FIG. 3 shows the state in which the concave surface of the spherical lens is being cleaned according to this embodiment, in which the sample stage on which the sample 7 is mounted is moved to the side and the support base 15 is
When the support base 15 rises as shown by R ₁ and the fiber bundle 14 attached to its tip comes into contact with the concave surface, the support base 15 rotates as shown by the arrow R ₂ . After rotating for a predetermined period of time, the support stand 15 lowers, and at the same time compressed air (its strength is 1 kg/cm ² ) is supplied from the pipe 17.
is discharged, and this compressed air blows out through the fiber bundle 14, instantly blowing away the water droplets adhering to the concave surface portion and the adhering portion.

〔Effect of the invention〕

As described above, according to the present invention, the difficulty in collecting sound waves accurately due to the influence of dirt attached to the concave surface of the spherical lens during sample observation can be easily solved. can.

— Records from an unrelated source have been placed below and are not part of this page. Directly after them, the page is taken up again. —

PR #438, opened 2021-04-22
Add support for swapping through Tor.

bonomat:
Resolves: #447 

This PR does a few things.
* It adds a TorTransport which either dials through Tor's socks5 proxy or via clearnet.
* It enables ASB to register hidden services for each network it is listening on. We assume that we only care about different ports and re-use the same onion-address for all of them. The ASB requires to have access to Tor's control port.
* It adds support to dial through a local Tor socks5 proxy. We assume that Tor is always available on localhost.  Swap cli only requires Tor to be running so that it can send messages via Tor's socks5 proxy.
* It adds a new e2e test which swaps through Tor. For this we assume that Tor is currently running on localhost. All other tests are running via clear net.

Note: It is expected that the new test will fail on CI because we do not have Tor running. That's why it wasn't added yet. I'll play around in my own fork to not use precious CI resources :) 
The rest is ready for review. 

// edit:

Swapping through Tor on one machine seems to be working: 

Asb: 
```
cargo run --bin asb -- --config "/Users/bonomat/Library/Application Support/xmr-btc-swap/asb/config.toml" start
    Finished dev [unoptimized + debuginfo] target(s) in 0.30s
     Running `target/debug/asb --config '/Users/bonomat/Library/Application Support/xmr-btc-swap/asb/config.toml' start`
Apr 22 11:14:05.090  INFO Initialized tracing with level: debug
Apr 22 11:14:05.092  INFO Using config file at default path: /Users/bonomat/Library/Application Support/xmr-btc-swap/asb/config.toml
Apr 22 11:14:05.094  INFO Database and Seed will be stored in directory: /Users/bonomat/Library/Application Support/xmr-btc-swap/asb
Apr 22 11:14:05.094 DEBUG Opening database at /Users/bonomat/Library/Application Support/xmr-btc-swap/asb/database
Apr 22 11:14:05.226 DEBUG Reading in seed from /Users/bonomat/Library/Application Support/xmr-btc-swap/asb/seed.pem
Apr 22 11:14:06.903  INFO Tor found. Setting up hidden service. 
Apr 22 11:14:08.805  INFO /onion3/jugnrrdp7imu5tqphvlrctudguq3sapmjideu6d63i5y7qqtzzwvf4id:9939
Apr 22 11:14:08.805  INFO /onion3/jugnrrdp7imu5tqphvlrctudguq3sapmjideu6d63i5y7qqtzzwvf4id:9940
Apr 22 11:14:13.431 DEBUG Opened Monero wallet asb-wallet
Apr 22 11:14:13.433  INFO Bitcoin balance: 0.00000000 BTC
Apr 22 11:14:13.433  WARN The Monero balance is 0, make sure to deposit funds at: 5A3iBfDbhGfUUL5WKFcdY5JK7oLcMXYmD9VnUjxmBgFHXswtENMjFsHUDeeCWVvRYaNRCAJDRS7jY85iyNt7s3syVNJtwLd
Apr 22 11:14:13.436 DEBUG Trying to listen on: /ip4/0.0.0.0/tcp/9939
Apr 22 11:14:13.437 DEBUG Trying to listen on: /ip4/0.0.0.0/tcp/9940
Apr 22 11:14:13.437  INFO Our peer id is 12D3KooWNqWpoLUp6YSoUYTinwJFh92wzggeanLgSutmZbZYG9cN
Apr 22 11:14:13.438  INFO Listening on /ip4/127.0.0.1/tcp/9940/ws
Apr 22 11:14:13.438  INFO Listening on /ip4/127.0.0.1/tcp/9939
Apr 22 11:14:13.438  INFO Listening on /ip4/192.168.1.63/tcp/9940/ws
Apr 22 11:14:13.438  INFO Listening on /ip4/192.168.1.63/tcp/9939
Apr 22 11:14:14.275 DEBUG Connected to Kraken websocket API
Apr 22 11:14:14.462 DEBUG Subscribed to updates for ticker
Apr 22 11:23:11.833 DEBUG New connection established peer=12D3KooWHBMKm8Wnq4WD7ehVdSHaf4ccjdzR97UTFtMGT6LBmRev address=/ip4/127.0.0.1/tcp/63655
Apr 22 11:23:25.700  INFO swap{id=c4f51a28-b2fb-4885-9f7a-5d1852de5f0d}: Current state: started
Apr 22 11:23:25.700  INFO swap{id=c4f51a28-b2fb-4885-9f7a-5d1852de5f0d}: Waiting for 1 confirmation of Bitcoin transaction txid=537070d7a6f75e74caa65cebbbf0997b50914fd86b7a752f0d74eb0c5701291f
Apr 22 11:23:33.732 DEBUG Transaction is in mempool txid=537070d7a6f75e74caa65cebbbf0997b50914fd86b7a752f0d74eb0c5701291f
Apr 22 11:42:49.668 DEBUG Transaction is confirmed with 1 blocks txid=537070d7a6f75e74caa65cebbbf0997b50914fd86b7a752f0d74eb0c5701291f
Apr 22 11:42:49.671  INFO swap{id=c4f51a28-b2fb-4885-9f7a-5d1852de5f0d}: Bitcoin tx has 1 out of 1 confirmation txid=537070d7a6f75e74caa65cebbbf0997b50914fd86b7a752f0d74eb0c5701291f
Apr 22 11:42:49.703  INFO swap{id=c4f51a28-b2fb-4885-9f7a-5d1852de5f0d}: Current state: btc is locked
Apr 22 11:43:02.670 DEBUG swap{id=c4f51a28-b2fb-4885-9f7a-5d1852de5f0d}: sent transfer of 0.695214974374 XMR to 05d77c136ad84eff1184a14971f8ec7f5884bb25b646a6c1eb95e0c26782f0a5 in c00f4543d9c9831fa892a2180b4dabbc33eff1fcd6f58ac24495dcf1450bbab3
Apr 22 11:43:02.740  INFO swap{id=c4f51a28-b2fb-4885-9f7a-5d1852de5f0d}: Current state: xmr lock transaction sent

...
```

Swap:
```
 cargo run --bin swap buy-xmr --seller-peer-id 12D3KooWNqWpoLUp6YSoUYTinwJFh92wzggeanLgSutmZbZYG9cN --seller-addr /onion3/jugnrrdp7imu5tqphvlrctudguq3sapmjideu6d63i5y7qqtzzwvf4id:9939 --receive-address 5A3iBfDbhGfUUL5WKFcdY5JK7oLcMXYmD9VnUjxmBgFHXswtENMjFsHUDeeCWVvRYaNRCAJDRS7jY85iyNt7s3syVNJtwLd 
    Finished dev [unoptimized + debuginfo] target(s) in 0.37s
     Running `target/debug/swap buy-xmr --seller-peer-id 12D3KooWNqWpoLUp6YSoUYTinwJFh92wzggeanLgSutmZbZYG9cN --seller-addr '/onion3/jugnrrdp7imu5tqphvlrctudguq3sapmjideu6d63i5y7qqtzzwvf4id:9939' --receive-address 5A3iBfDbhGfUUL5WKFcdY5JK7oLcMXYmD9VnUjxmBgFHXswtENMjFsHUDeeCWVvRYaNRCAJDRS7jY85iyNt7s3syVNJtwLd`
 Connecting to Tor proxy ...
 Connection established
 Connected to Alice at /onion3/jugnrrdp7imu5tqphvlrctudguq3sapmjideu6d63i5y7qqtzzwvf4id:9939/p2p/12D3KooWNqWpoLUp6YSoUYTinwJFh92wzggeanLgSutmZbZYG9cN
 Received quote: 1 XMR ~ 0.00719202 BTC
 Found 0.01559763 BTC in wallet
 Swapping 0.00500000 BTC with 0.00000610 BTC fees
 Spot price for 0.00500000 BTC is 0.695214974374 XMR
 Published Bitcoin lock transaction txid=537070d7a6f75e74caa65cebbbf0997b50914fd86b7a752f0d74eb0c5701291f
 Waiting for Alice to lock Monero
 Alice locked Monero txid=c00f4543d9c9831fa892a2180b4dabbc33eff1fcd6f58ac24495dcf1450bbab3
 Waiting for 10 confirmations of Monero transaction txid=c00f4543d9c9831fa892a2180b4dabbc33eff1fcd6f58ac24495dcf1450bbab3
 Monero lock tx has 1 out of 10 confirmations txid=c00f4543d9c9831fa892a2180b4dabbc33eff1fcd6f58ac24495dcf1450bbab3
 Monero lock tx has 2 out of 10 confirmations txid=c00f4543d9c9831fa892a2180b4dabbc33eff1fcd6f58ac24495dcf1450bbab3
 Monero lock tx has 3 out of 10 confirmations txid=c00f4543d9c9831fa892a2180b4dabbc33eff1fcd6f58ac24495dcf1450bbab3
...

```

### DIFF
--- a/CHANGELOG.md
+++ b/CHANGELOG.md
@@ -29,6 +29,10 @@ and this project adheres to [Semantic Versioning](https://semver.org/spec/v2.0.0
 - Websocket support for the ASB.
   The ASB is now capable to listen on both TCP and Websocket connections.
   Default websocket listening port is 9940.
+- Tor support as an optional feature.
+  If ASB detects that Tor's control port is open, an hidden service is created for
+  network it is listening on (currently 2).
+  The Tor control port as well as Tor socks5 proxy port is configurable.
 
 ## [0.4.0] - 2021-04-06
 
--- a/swap/Cargo.toml
+++ b/swap/Cargo.toml
@@ -22,6 +22,7 @@ bmrng = "0.5"
 config = { version = "0.11", default-features = false, features = ["toml"] }
 conquer-once = "0.3"
 curve25519-dalek = "3"
+data-encoding = "2.3"
 dialoguer = "0.8"
 directories-next = "2"
 ecdsa_fun = { git = "https://github.com/LLFourn/secp256kfun", features = ["libsecp_compat", "serde"] }
@@ -36,7 +37,7 @@ pem = "0.8"
 prettytable-rs = "0.8"
 rand = "0.7"
 rand_chacha = "0.2"
-reqwest = { version = "0.11", features = ["rustls-tls", "stream"], default-features = false }
+reqwest = { version = "0.11", features = ["rustls-tls", "stream", "socks"], default-features = false }
 rust_decimal = "1"
 serde = { version = "1", features = ["derive"] }
 serde_cbor = "0.11"
@@ -48,10 +49,12 @@ structopt = "0.3"
 strum = { version = "0.20", features = ["derive"] }
 thiserror = "1"
 time = "0.2"
-tokio = { version = "1", features = ["rt-multi-thread", "time", "macros", "sync", "process", "fs"] }
+tokio = { version = "1", features = ["rt-multi-thread", "time", "macros", "sync", "process", "fs", "net"] }
+tokio-socks = "0.5"
 tokio-tungstenite = { version = "0.14", features = [ "rustls-tls" ] }
 tokio-util = { version = "0.6", features = ["io"] }
 toml = "0.5"
+torut = "0.1"
 tracing = { version = "0.1", features = ["attributes"] }
 tracing-appender = "0.1"
 tracing-futures = { version = "0.2", features = ["std-future", "futures-03"] }
--- a/swap/Cargo.toml
+++ b/swap/Cargo.toml
@@ -54,7 +54,7 @@ tokio-socks = "0.5"
 tokio-tungstenite = { version = "0.14", features = [ "rustls-tls" ] }
 tokio-util = { version = "0.6", features = ["io"] }
 toml = "0.5"
-torut = "0.1"
+torut = { version = "0.1", default-features = false, features = ["v3", "control"] }
 tracing = { version = "0.1", features = ["attributes"] }
 tracing-appender = "0.1"
 tracing-futures = { version = "0.2", features = ["std-future", "futures-03"] }
--- a/swap/Cargo.toml
+++ b/swap/Cargo.toml
@@ -26,6 +26,7 @@ data-encoding = "2.3"
 dialoguer = "0.8"
 directories-next = "2"
 ecdsa_fun = { git = "https://github.com/LLFourn/secp256kfun", features = ["libsecp_compat", "serde"] }
+ed25519-dalek = "1"
 futures = { version = "0.3", default-features = false }
 itertools = "0.10"
 libp2p = { version = "0.37", default-features = false, features = ["tcp-tokio", "yamux", "mplex", "dns-tokio", "noise", "request-response", "websocket"] }
--- a/swap/src/asb/config.rs
+++ b/swap/src/asb/config.rs
@@ -1,4 +1,5 @@
 use crate::fs::{default_data_dir, ensure_directory_exists};
+use crate::tor::{DEFAULT_CONTROL_PORT, DEFAULT_SOCKS5_PORT};
 use anyhow::{Context, Result};
 use config::ConfigError;
 use dialoguer::theme::ColorfulTheme;
@@ -22,6 +23,7 @@ pub struct Config {
     pub network: Network,
     pub bitcoin: Bitcoin,
     pub monero: Monero,
+    pub tor: TorConf,
 }
 
 impl Config {
@@ -59,6 +61,22 @@ pub struct Bitcoin {
 #[serde(deny_unknown_fields)]
 pub struct Monero {
     pub wallet_rpc_url: Url,
+}
+
+#[derive(Clone, Debug, Deserialize, PartialEq, Serialize)]
+#[serde(deny_unknown_fields)]
+pub struct TorConf {
+    pub control_port: u16,
+    pub socks5_port: u16,
+}
+
+impl Default for TorConf {
+    fn default() -> Self {
+        Self {
+            control_port: DEFAULT_CONTROL_PORT,
+            socks5_port: DEFAULT_SOCKS5_PORT,
+        }
+    }
 }
 
 #[derive(thiserror::Error, Debug, Clone, Copy)]
@@ -133,6 +151,17 @@ pub fn query_user_for_initial_testnet_config() -> Result<Config> {
         .default(DEFAULT_MONERO_WALLET_RPC_TESTNET_URL.to_owned())
         .interact_text()?;
     let monero_wallet_rpc_url = monero_wallet_rpc_url.as_str().parse()?;
+
+    let tor_control_port = Input::with_theme(&ColorfulTheme::default())
+        .with_prompt("Enter Tor control port or hit enter to use default. If Tor is not running on your machine, no hidden service will be created.")
+        .default(DEFAULT_CONTROL_PORT.to_owned())
+        .interact_text()?;
+
+    let tor_socks5_port = Input::with_theme(&ColorfulTheme::default())
+        .with_prompt("Enter Tor socks5 port or hit enter to use default")
+        .default(DEFAULT_SOCKS5_PORT.to_owned())
+        .interact_text()?;
+
     println!();
 
     Ok(Config {
@@ -143,6 +172,10 @@ pub fn query_user_for_initial_testnet_config() -> Result<Config> {
         bitcoin: Bitcoin { electrum_rpc_url },
         monero: Monero {
             wallet_rpc_url: monero_wallet_rpc_url,
+        },
+        tor: TorConf {
+            control_port: tor_control_port,
+            socks5_port: tor_socks5_port,
         },
     })
 }
@@ -175,6 +208,7 @@ mod tests {
             monero: Monero {
                 wallet_rpc_url: Url::from_str(DEFAULT_MONERO_WALLET_RPC_TESTNET_URL).unwrap(),
             },
+            tor: Default::default(),
         };
 
         initial_setup(config_path.clone(), || Ok(expected.clone())).unwrap();
--- a/swap/src/bin/asb.rs
+++ b/swap/src/bin/asb.rs
@@ -13,8 +13,11 @@
 #![allow(non_snake_case)]
 
 use anyhow::{Context, Result};
+use libp2p::core::multiaddr::Protocol;
+use libp2p::core::Multiaddr;
 use libp2p::Swarm;
 use prettytable::{row, Table};
+use std::net::{IpAddr, Ipv4Addr, SocketAddr};
 use std::sync::Arc;
 use structopt::StructOpt;
 use swap::asb::command::{Arguments, Command};
@@ -29,7 +32,8 @@ use swap::network::swarm;
 use swap::protocol::alice::event_loop::KrakenRate;
 use swap::protocol::alice::{run, EventLoop};
 use swap::seed::Seed;
-use swap::{asb, bitcoin, env, kraken, monero};
+use swap::tor::AuthenticatedClient;
+use swap::{asb, bitcoin, env, kraken, monero, tor};
 use tracing::{info, warn};
 use tracing_subscriber::filter::LevelFilter;
 
@@ -96,6 +100,23 @@ async fn main() -> Result<()> {
             }
 
             let kraken_price_updates = kraken::connect()?;
+
+            // setup Tor hidden services
+            let tor_client =
+                tor::Client::new(config.tor.socks5_port).with_control_port(config.tor.control_port);
+            let _ac = match tor_client.assert_tor_running().await {
+                Ok(_) => {
+                    tracing::info!("Tor found. Setting up hidden service. ");
+                    let ac =
+                        register_tor_services(config.network.clone().listen, tor_client, &seed)
+                            .await?;
+                    Some(ac)
+                }
+                Err(_) => {
+                    tracing::warn!("Tor not found. Running on clear net. ");
+                    None
+                }
+            };
 
             let mut swarm = swarm::alice(&seed)?;
 
@@ -211,4 +232,46 @@ async fn init_monero_wallet(
     .await?;
 
     Ok(wallet)
+}
+
+/// Registers a hidden service for each network.
+/// Note: Once ac goes out of scope, the services will be de-registered.
+async fn register_tor_services(
+    networks: Vec<Multiaddr>,
+    tor_client: tor::Client,
+    seed: &Seed,
+) -> Result<AuthenticatedClient> {
+    let mut ac = tor_client.into_authenticated_client().await?;
+
+    let hidden_services_details = networks
+        .iter()
+        .flat_map(|network| {
+            network.iter().map(|protocol| match protocol {
+                Protocol::Tcp(port) => Some((
+                    port,
+                    SocketAddr::new(IpAddr::from(Ipv4Addr::new(127, 0, 0, 1)), port),
+                )),
+                _ => {
+                    // We only care for Tcp for now.
+                    None
+                }
+            })
+        })
+        .filter_map(|details| details)
+        .collect::<Vec<_>>();
+
+    let key = seed.derive_torv3_key();
+
+    ac.add_services(&hidden_services_details, &key).await?;
+
+    let onion_address = key
+        .public()
+        .get_onion_address()
+        .get_address_without_dot_onion();
+
+    hidden_services_details.iter().for_each(|(port, _)| {
+        tracing::info!("/onion3/{}:{}", onion_address, port);
+    });
+
+    Ok(ac)
 }
--- a/swap/src/bin/swap.rs
+++ b/swap/src/bin/swap.rs
@@ -51,6 +51,7 @@ async fn main() -> Result<()> {
                     monero_daemon_host,
                 },
             electrum_rpc_url,
+            tor_socks5_port,
         } => {
             let swap_id = Uuid::new_v4();
 
@@ -76,7 +77,7 @@ async fn main() -> Result<()> {
                 init_monero_wallet(data_dir, monero_daemon_host, env_config).await?;
             let bitcoin_wallet = Arc::new(bitcoin_wallet);
 
-            let mut swarm = swarm::bob(&seed, alice_peer_id)?;
+            let mut swarm = swarm::bob(&seed, alice_peer_id, tor_socks5_port).await?;
             swarm
                 .behaviour_mut()
                 .add_address(alice_peer_id, alice_multiaddr);
@@ -152,6 +153,7 @@ async fn main() -> Result<()> {
                     monero_daemon_host,
                 },
             electrum_rpc_url,
+            tor_socks5_port,
         } => {
             let data_dir = data.0;
             cli::tracing::init(debug, data_dir.join("logs"), swap_id)?;
@@ -172,7 +174,8 @@ async fn main() -> Result<()> {
             let bitcoin_wallet = Arc::new(bitcoin_wallet);
 
             let alice_peer_id = db.get_peer_id(swap_id)?;
-            let mut swarm = swarm::bob(&seed, alice_peer_id)?;
+
+            let mut swarm = swarm::bob(&seed, alice_peer_id, tor_socks5_port).await?;
             let bob_peer_id = swarm.local_peer_id();
             tracing::debug!("Our peer-id: {}", bob_peer_id);
             swarm
--- a/swap/src/cli/command.rs
+++ b/swap/src/cli/command.rs
@@ -13,6 +13,8 @@ pub const DEFAULT_STAGENET_MONERO_DAEMON_HOST: &str = "monero-stagenet.exan.tech
 pub const DEFAULT_ELECTRUM_HTTP_URL: &str = "https://blockstream.info/testnet/api/";
 const DEFAULT_ELECTRUM_RPC_URL: &str = "ssl://electrum.blockstream.info:60002";
 
+const DEFAULT_TOR_SOCKS5_PORT: &str = "9050";
+
 #[derive(structopt::StructOpt, Debug)]
 #[structopt(name = "swap", about = "CLI for swapping BTC for XMR", author)]
 pub struct Arguments {
@@ -48,6 +50,9 @@ pub enum Command {
 
         #[structopt(flatten)]
         monero_params: MoneroParams,
+
+        #[structopt(long = "tor-socks5-port", help = "Your local Tor socks5 proxy port", default_value = DEFAULT_TOR_SOCKS5_PORT)]
+        tor_socks5_port: u16,
     },
     /// Show a list of past ongoing and completed swaps
     History,
@@ -70,6 +75,9 @@ pub enum Command {
 
         #[structopt(flatten)]
         monero_params: MoneroParams,
+
+        #[structopt(long = "tor-socks5-port", help = "Your local Tor socks5 proxy port", default_value = DEFAULT_TOR_SOCKS5_PORT)]
+        tor_socks5_port: u16,
     },
     /// Try to cancel an ongoing swap (expert users only)
     Cancel {
--- a/swap/src/network/tor_transport.rs
+++ b/swap/src/network/tor_transport.rs
@@ -1,3 +1,4 @@
+use anyhow::anyhow;
 use data_encoding::BASE32;
 use futures::future::Ready;
 use futures::prelude::*;
@@ -6,7 +7,6 @@ use libp2p::core::transport::TransportError;
 use libp2p::core::Transport;
 use libp2p::tcp::tokio::{Tcp, TcpStream};
 use libp2p::tcp::{GenTcpConfig, TcpListenStream, TokioTcpConfig};
-use std::cmp::Ordering;
 use std::io;
 use std::net::{Ipv4Addr, SocketAddr, SocketAddrV4};
 use std::pin::Pin;
@@ -55,13 +55,14 @@ impl Transport for TorTcpConfig {
         }
 
         match to_address_string(addr.clone()) {
-            Some(tor_address_string) => {
+            Ok(tor_address_string) => {
                 Ok(Box::pin(do_tor_dial(self.socks_port, tor_address_string)))
             }
-            _ => {
+            Err(e) => {
                 tracing::warn!(
-                    "Address {} could not be formatted. Dialling via clear net",
-                    addr
+                    "Address {} could not be formatted. Dialling via clear net. Details: {}",
+                    addr,
+                    e
                 );
                 self.inner.dial(addr)
             }
@@ -76,68 +77,41 @@ impl Transport for TorTcpConfig {
 /// Tor expects an address format of ADDR:PORT.
 /// This helper function tries to convert the provided multi-address into this
 /// format. None is returned if an unsupported protocol was provided.
-fn to_address_string(multi: Multiaddr) -> Option<String> {
-    let components = multi.iter();
-    for protocol in components {
-        if let Protocol::Onion3(addr) = protocol {
-            return Some(format!(
+fn to_address_string(multi: Multiaddr) -> anyhow::Result<String> {
+    let mut protocols = multi.iter();
+    let address_string = match protocols.next() {
+        // if it is an Onion address, we have all we need and can return
+        Some(Protocol::Onion3(addr)) => {
+            return Ok(format!(
                 "{}.onion:{}",
                 BASE32.encode(addr.hash()).to_lowercase(),
                 addr.port()
-            ));
+            ))
         }
+        // Deal with non-onion addresses
+        Some(Protocol::Ip4(addr)) => Some(format!("{}", addr)),
+        Some(Protocol::Ip6(addr)) => Some(format!("{}", addr)),
+        Some(Protocol::Dns(addr)) => Some(format!("{}", addr)),
+        Some(Protocol::Dns4(addr)) => Some(format!("{}", addr)),
+        _ => None,
     }
-
-    // Deal with non-onion addresses
-    let protocols = multi.iter().collect::<Vec<_>>();
-    let address_string = protocols
-        .iter()
-        .filter_map(|protocol| match protocol {
-            Protocol::Ip4(addr) => Some(format!("{}", addr)),
-            Protocol::Ip6(addr) => Some(format!("{}", addr)),
-            Protocol::Dns(addr) => Some(format!("{}", addr)),
-            Protocol::Dns4(addr) => Some(format!("{}", addr)),
-            _ => None,
-        })
-        .collect::<Vec<_>>();
-    if address_string.is_empty() {
-        tracing::warn!(
+    .ok_or_else(|| {
+        anyhow!(
             "Could not format address {}. Please consider reporting this issue. ",
             multi
-        );
-        return None;
-    }
+        )
+    })?;
 
-    let address_string = address_string
-        .get(0)
-        .expect("Valid multiaddr consist out of max 1 address")
-        .clone();
+    let port_string = match protocols.next() {
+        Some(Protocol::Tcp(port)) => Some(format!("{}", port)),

[Brief explanation of drawings]

FIG. 1 shows the configuration of an ultrasonic microscope, FIG. 2 shows the configuration of an embodiment of the present invention, and FIG. 3 shows the configuration of an ultrasonic microscope.
It is a figure explaining the operation|movement.

Claims (1)

[Claims] 1. A sound wave propagator has a concave hemispherical hole at one end, has a sound wave lens having a predetermined focus, and a sample stage for holding a sample near the focus of the sound wave lens, and a liquid medium is ejected from the sound wave lens. In an ultrasonic microscope that irradiates the sample with ultrasonic waves through the sample and images the sample using the disturbance sound waves emitted from the sample, the ultrasonic microscope includes a cleaning soft substance made of a soft fiber bundle, holding the cleaning soft substance, and a support table having a moving means for moving toward the hemispherical hole of the sonic lens to bring the cleaning soft material into contact with the hemispherical hole and rotating it; and means for supplying cleaning liquid and compressed air to the cleaning soft material. An ultrasonic microscope characterized by being equipped with.